I find drag and drop fails with a large number of files. Your batch file is much better. It might be faster to run from the server.

It’s been a long time, but I kind of recall testing that scenario, and finding that running from the source was a lot faster than from the destination. Best to test that, though, my memory isn’t great.

se_ven's avatar

@jaytkay Yeah, I should have done some testing first, but I didn’t really start thinking about that until I had already started. I’d imagine the way it’s running is less efficient because I have 3 machines involved (the source server, the destination server, and the workstation that is executing the batch file).

CMaz's avatar

Click on the first file so it highlights. If everything is in a sub directory you just need to pull over the file that contains all the other stuff.
Or do Ctrl+A. That means ALL and will select (highlight) all the files at once.
Then click on one of the highlighted files and drag to the new folder or drive.
Let go and all will dump over.

If you right click instead of left click (when dragging) you will get an option to either move to new folder or copy to new folder.

Warning! If you accidentally double click in the process of dragging. You will/could duplicated every file you are trying to move.
Creating an additional 140,000 files would not be a fun experience.

Side note:
Key shortcuts I use the most.

Ctrl+A = All
Ctrl+C = Copy
Ctrl+V = Paste
Ctrl+Z = Un-do

shadling21's avatar

Sounds like a headache. Good luck!

mowens's avatar

If you want to use the command line, I would do robocopy.

se_ven's avatar

@mowens I think robocopy will only copy folders (directories), but I needed to grab specific files out of many different folders.

@shadling21 thanks!

Well, it looks like I found a solution that worked much better than the way I started out, and thought I would post it here if anyone needs it for future reference.
To recap, I had the exact filepath of over 140,000 files which were in 1 main directory, in many different sub-directories, and mixed among these files were many more files (~300,000) that I did not want to copy. So copying an entire directory or sub-directory was out of the question.

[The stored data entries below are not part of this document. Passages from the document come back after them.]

PR #1068, opened 2023-10-13
Use correct function name

fiveop:
The function is first called `get_total_cars`, which fits to the problem description, then `get_total`. This pull request fixes that.


ineelhere (approved):
Thanks for the fix @fiveop 🚀 
Best wishes! 🙂

PR #1069, opened 2023-10-13
Inform instructors about potential syntax error

fiveop:
We ran into the problem described in the proposed instructor note when we taught based on the course material recently.

It should be in front of the first example that potentially causes the error.


ineelhere (approved):
Thanks for the contribution, @fiveop 🚀 
Best wishes!

PR #1076, opened 2024-01-03
Fix "FIXME" in Glossary page title

maneesha:
The `reference.md` file that contains the glossary has "FIXME" as a title, and has the "Glossary" heading twice.  This PR fixes both of those issues.


ineelhere (approved):
LGTM! Thanks for the update @maneesha 👍🏼 
This is the first PR of 2024 🥇 

Happy New Year, community! 🚀

PR #1031, opened 2019-08-30
NAS-102987 / 11.3 / Add ability to retrieve default properties

sonicaj:
This commit adds ability to retrieve default properties without initializing the iocage dataset.

### DIFF
--- a/iocage_lib/ioc_json.py
+++ b/iocage_lib/ioc_json.py
@@ -1294,20 +1294,15 @@ class IOCConfiguration(IOCZFS):
                     silent=self.silent)
         return conf
 
-    def check_default_config(self):
-        """This sets up the default configuration for jails."""
-        default_json_location = f'{self.iocroot}/defaults.json'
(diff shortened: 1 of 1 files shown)


skarekrow:
What's the point of this though? Default props are only useful if we're working with jails. So we initialize them then, as we may need to migrate the default props, or jail props if the default props changed.

sonicaj:
If we want to show reasonable defaults of a jail for systems which have integrated iocage, We should be able to do that without initializing the datasets.

skarekrow:
I disagree, this is relying on those datasets to exist to read that configuration. If they're missing, the file doesn't exist to read the default props from.

sonicaj:
If iocage has been initialized, then it's the user/dev's responsibility to expose the `True` defaults as per config. The point is to not initialize the datasets and still be able to expose defaults for the UI

skarekrow (approved):

sonicaj:
Thank you ;)

PR #1033, opened 2019-09-02
Update DF command in faq.rst

badarotti:
Changed the display resource consumption command from
`iocage df [UUID | NAME]`  to `iocage df` 
since that's how it works in iocage v1.1 stable.

$ iocage df test-jail

Usage: iocage df [OPTIONS]
Try "iocage df --help" for help.
Error: Got unexpected extra argument (test-jail)

### DIFF
--- a/doc/source/faq.rst
+++ b/doc/source/faq.rst
@@ -50,7 +50,7 @@ FAQ
     of this documentation for more details.
 
 **Is there a way to display resource consumption?**
-    Yes - :command:`iocage df [UUID | NAME]`
+    Yes - :command:`iocage df`
 
 **Is NAT supported for jails?**
     Yes. NAT is built into FreeBSD. Treat your server as a core


skarekrow:
Thanks! This brings up an interesting query @sonicaj, do we want to bring that functionality back?

badarotti:
> Thanks! This brings up an interesting query @sonicaj, do we want to bring that functionality back?

Would be nice to have both options.

sonicaj:
@badarotti would you like to look into bringing that functionality back ? ; )

badarotti:
> @badarotti would you like to look into bringing that functionality back ? ; )

Sorry for the late reply. I'm afraid I'm not a coder anymore so I can't help there. I'm willing to help with the documentation if you need any!

sonicaj:
@badarotti can you please create a new issue in iocage/issues ? And we can proceed with it considering it a feature. Thank you

sonicaj (approved):

PR #1034, opened 2019-09-04
NAS-103026 / 11.3 / Correctly list admin portal for DHCP/Static IP plugin jails

sonicaj:
This commit introduces changes to ensure that for DHCP/Static ip plugin jails, we don't list the host's ip address in the admin portal. For NAT based jails, it also ensures that the correct nat ports are specified for the plugin jail. However, if the nat_forwards haven't been set by the plugin dev or the end user, we only show the system ip then in that case.

### DIFF
--- a/iocage_lib/ioc_list.py
+++ b/iocage_lib/ioc_list.py
@@ -27,6 +27,7 @@ import netifaces
 import os
 import re
 import subprocess as su
+import urllib.parse
 import uuid as _uuid
 
 import iocage_lib.ioc_common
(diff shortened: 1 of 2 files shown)


iocage_lib/ioc_list.py
```diff
@@ -364,12 +396,36 @@ def list_all(self, jails):
...
+                                # dev hasn't added it to plugin's json yet
+                                nat_port = nat_forwards_dict.get(portal_port)
+                                uri = ''
+                                if portal_uri.scheme:
+                                    uri = f'{portal_uri.scheme}://'
+                                uri += portal_uri.hostname
+                                if nat_port:
+                                    uri += f':{nat_port}'
+                                if portal_uri.path:
+                                    uri += portal_uri.path
```
william-gr: You're missing the other parts, like query.

Why not replace portal_uri.port alone and rebuild the uri with urlunparse?

iocage_lib/ioc_list.py
```diff
@@ -364,12 +396,33 @@ def list_all(self, jails):
...
-                                all_ips
+                        admin_portals = []
+                        for portal in admin_portal.split(','):
+                            if conf.get('nat'):
+                                portal_uri = urllib.parse.urlparse(portal)
+                                portal_port = portal_uri.port or 80
+                                # We do this safely as it's possible
+                                # dev hasn't added it to plugin's json yet
+                                nat_port = nat_forwards_dict.get(portal_port)
+                                netloc = f'{portal_uri._hostinfo[0]}' \
```
william-gr: weird construct, f-string inside a f-string

Perhaps:

```
if nat_port:
    uri = portal_uri._replace(netloc=f'{portal_uri._hostinfo[0]}:{nat_port}').get_url()
else:
    uri = portal
```
Just an idea ; )

william-gr (dismissed):

iocage_lib/ioc_list.py
sonicaj: Agreed ; )

william-gr (approved):
Thanks

PR #1039, opened 2019-09-12
NAS-103095 / 11.3 / Ensure new packagesite is registered by plugins

sonicaj:
1) Makes sure if packagesite is changed in a plugin's manifest, it is correctly reflected in the jail by iocage.
2) Bug fix for ensuring we don't stop jails implicitly when updating plugins or installing packages
3) Bug fix for non-existent function call

### DIFF
--- a/iocage_lib/ioc_plugin.py
+++ b/iocage_lib/ioc_plugin.py
@@ -671,7 +671,9 @@ fingerprint: {fingerprint}
 
     def __fetch_plugin_post_install__(self, conf, _conf, jaildir):
         """Fetches the users artifact and runs the post install"""
-        iocage_lib.ioc_start.IOCStart(self.jail, jaildir, silent=True)
+        status, jid = iocage_lib.ioc_list.IOCList().list_get_jid(self.jail)
+        if not status:
+            iocage_lib.ioc_start.IOCStart(self.jail, jaildir, silent=True)
 
         ip4 = _conf['ip4_addr']
         ip6 = _conf['ip6_addr']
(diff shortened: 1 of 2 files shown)


themylogin (dismissed):

iocage_lib/ioc_plugin.py
```diff
@@ -1159,68 +1159,23 @@ def __update_pkg_remove__(self, jid):
...
-        pkg_repos = plugin_conf["fingerprints"]
 
-        if secure:
-            # Certificate verification
+        try:
+            self.__fetch_plugin_install_packages__(
+                path, plugin_conf, plugin_conf['fingerprints'], [],
+                os.path.join(path, 'root/usr/local/etc/pkg/repos')
+            )
+        except (Exception, RuntimeError):
```
themylogin:
```
>>> issubclass(RuntimeError, Exception)
True
```

iocage_lib/ioc_plugin.py
```diff
@@ -1159,68 +1159,23 @@ def __update_pkg_remove__(self, jid):
...
+            self.__rollback_jail__(name='update')
```
themylogin: Maybe it'll be better to do the logging first?

themylogin (changes requested):

iocage_lib/ioc_plugin.py
```diff
@@ -1159,67 +1159,23 @@ def __update_pkg_remove__(self, jid):
...
-                    {
-                        "level": "EXCEPTION",
-                        "message": msg
-                    },
-                    _callback=self.callback)
-
-        if write:
-            self.json_write(conf)
+            self.__rollback_jail__(name='update')
+            raise e
```
themylogin: Just `raise`

themylogin (changes requested):

themylogin (approved):
Thank you!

Since I had the exact filepath for the files I created a batch file utilizing the copy command. I started with 1 batch file with 140,000+ statements and started running it on one computer yesterday. After running overnight for about 17 hrs it had only copied about 50,000 of the files.

I then broke the remaining copy statements (~90,000) into batch files of 1,000 to 3,000 statements [CopyFilesXX.bat] and created 3 batch files [RunCopyXX.bat] that would call the 51 CopyFilesXX.bat with the copy statements in them. I then ran each RunCopyXX.bat from three different machines (the source server, my XP desktop, and my Windows7 laptop). The quickest file was done in about 25 min, and the longest file was done in 70 min.

I think the keys in this method improvement were using multiple machines to run the batch files, and breaking the batch files into smaller chunks which I think allowed the memory to be cleared or something. I’m not sure why the smaller chunks helped, but I’m pretty certain they helped quite a bit.

Hope this helps someone in a similar situation…

jaytkay's avatar

Glad it worked out!

BTW, Robocopy copies files, too. It’s replaces copy and xcopy, and has an unbelievable number of options.

se_ven's avatar

@jaytkay Thanks. I guess I didn’t look enough into robocopy, so that’ll be a potential upgrade if I have to do this again (hopefully not).